Chiny będą się bronić na Ziemi i w kosmosie

Pekin będzie bronił swoich interesów wszędzie, gdzie tylko się da. Zarówno na obu biegunach, jak i w kosmosie.

Aktualizacja: 02.07.2015 07:28 Publikacja: 01.07.2015 22:59

Pracownik chińskiego przedsiębiorstwa transportowego w miejscowości Qingdao

Pracownik chińskiego przedsiębiorstwa transportowego w miejscowości Qingdao

Foto: AFP

Wynika to z nowej ustawy „o bezpieczeństwie narodowym" przyjętej w środę przez Ogólnochińskie Zgromadzenie Przedstawicieli Ludowych (chiński parlament). Nowa doktryna bezpieczeństwa dotyczy nie tylko spraw wewnętrznych, ale również obrony chińskiej racji stanu daleko poza granicami tego kraju. Według tego dokumentu „Chińska Republika Ludowa będzie broniła swoich interesów w cyberprzestrzeni, kosmosie, oceanie światowym oraz za biegunem północnym i południowym". Chiński parlament zwraca szczególną uwagę na potrzebę udoskonalenia obronności kraju w obliczu zwiększającego się zagrożenia nuklearnego.
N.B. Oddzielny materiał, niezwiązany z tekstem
Issue #1559, opened 2026-01-14
unexpect panic: promoted embedded method missing in itab for interface assertions


luoliwoshang:
`cl/_testgo/interface`

```go
package main

import (
	"github.com/goplus/llgo/cl/_testdata/foo"
)

type Game1 struct {
	*foo.Game
}

type Game2 struct {
}

func (p *Game2) initGame() {
}

func main() {
	var g1 any = &Game1{&foo.Game{}}
	var g2 any = &Game2{}
	v1, ok := g1.(foo.Gamer)
	println("OK", v1, ok)
	if ok {
		v1.Load()
	}
	v2, ok := g2.(foo.Gamer)
	println("FAIL", v2, ok)
}
```
expect
```
cl/_testgo/interface on  expect-output-tests [$!?] via 🐹 v1.24.10 
❯ go run in.go
OK (0x12b94ffc8,0x14000104000) true
load
FAIL (0x0,0x1400005c727) false
```

got
```bash
cl/_testgo/interface on  expect-output-tests [$!?] via 🐹 v1.24.10 
❯ llgo run in.go
WARNING: Using LLGO root for devel: /Users/zhangzhiyang/Documents/Code/goplus/llgo
WARNING: Using LLGO root for devel: /Users/zhangzhiyang/Documents/Code/goplus/llgo
WARNING: Using LLGO root for devel: /Users/zhangzhiyang/Documents/Code/goplus/llgo
OK (0x102c83f90,0x102c81fc0) true
panic: runtime error: invalid memory address or nil pointer dereference

[0x02A4EAF8 github.com/goplus/llgo/runtime/internal/runtime.init#4$1+0x38, SP = 0x48]
[0x8AB5C624 _sigtramp+0x9, SP = 0x38]
[0x02A50A8C command-line-arguments.main+0x1b, SP = 0x70]
exit status 2
```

- Interesy Chińczyków już dawno wyszły po za granice ich kraju. Państwo to w bardzo szybkim tempie się rozwija i zwiększa swoją obecność na terenie praktycznie całego świata – mówi „Rzeczpospolita" prof. Władimir Portiakow, jeden z kluczowych ekspertów ds. dalekiego wschodu Rosyjskiej Akademii Nauk. – Chodzi tu nie tylko o bezpieczeństwo państwa chińskiego, ale o tak zwaną „przestrzeń rozwoju Chin", obronę interesów milionów pracujących po za granicami tego kraju Chińczyków oraz wszystkich chińskich inwestycji – dodaje.

Nowa ustawa o „bezpieczeństwie narodowym" zastąpiła starą, która dotyczyła kontrwywiadu i była przyjętą przez chińskich parlamentarzystów jeszcze w 1993 roku. Od tamtej pory zmieniły nie tylko metody działania służb wywiadowczych, ale i radykalnie zwiększyły się ich możliwości techniczne. Z tego również powodu nowa ustawa uzupełniła lukę dotyczącą bezpieczeństwa w przestrzeni cybernetycznej. Przyjęty w środę dokument przewiduje usprawnienia możliwości Chin odnośnie bezpieczeństwa w sieci oraz bezpieczeństwa informacyjnego w ramach szeroko rozumianej „obrony chińskiej suwerenności w cyberprzestrzeni". Co prawda, z różnego rodzaju zagrożeniami Chińczycy walczą w sieci od lat, blokując dostęp do znanych zachodnich sieci społecznościowych.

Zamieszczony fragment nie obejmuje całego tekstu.